小軻因立了大功,被視為繼高彥後風媒中的新星,獲邀列席。
夜窩族則以姚猛和左丘亮兩人作代表,顏闖也隨程蒼古列席。
尚有要求與會的是羯幫的冬赫顯,他為羯幫的第三把手,老大長哈力行離開後,他和八十多名兄弟留下來,後見勢色不對,躲了起來,避過被赫連勃勃屠殺的厄運,亦有參與擊垮赫連勃勃的一戰。

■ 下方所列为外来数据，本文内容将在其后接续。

PR #1284, opened 2025-09-18
Improve exception code types

Timmmm:
Switch `exc_code` to 6 bits, [0, 64). For exceptions, higher values are reserved and can't be implemented without significant changes because there would be no space in `medeleg[h]`.

For interrupts, they are actually even further limited to [0, xlen), unless you have AIA which adds `mieh` and so on.

I also changed the functions to mappings which is a bit nicer and removes the need for `num_of_ExceptionType()`.

It's unfortunate that we have to use binary literals but it's not too bad.


nadime15 (approved):

Timmmm:
@pmundkur can you make @nadime15 a member of the repo (or whatever is required to make his reviews worthy according to Github)?

pmundkur (approved):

議會的第一個議題由卓狂生提出,是請紀千千坐上邊荒集最高統帥的寶座。
議堂登時靜至落針可聞,所有人目光全集中在紀千千身上。
紀千千玉頰霞飛,令她更是嬌艷欲滴,看得老老少少全呆了眼。
姚猛和左丘亮首先忘情地叫好。
出乎大多數人料外,接著朗聲表示贊同的竟是屠奉三,他言詞懇切地道:「我們現在真是迫切需要一個能統領邊荒集的主帥,否則我們只是烏合之眾,而環顧邊荒集,惟有小姐你的德望能服眾,更不會令各方頭領生出疑惑,若邊荒集可渡此災劫,一切會回覆舊觀,小姐你也可重過彈琴唱歌的逍遙日子。」
紀千千求助的目光往燕飛瞧去,後者暗嘆一口氣,舉掌道:「燕飛在此向小姐宣誓忠。」
姚猛、左丘亮,加上小軻二度起鬨,喝采贊好。
事實上除紀千千本身外,卓狂生早向其它領袖知會此事,人人叫好贊成,因為她是最沒有爭議性的人選,且事後更不會出現因曾當過最高統帥從而桀騖坐大的不良後果。通過她便可以名正言順指揮聯軍,加強各方勢力的合作,所以眾人紛紛附和。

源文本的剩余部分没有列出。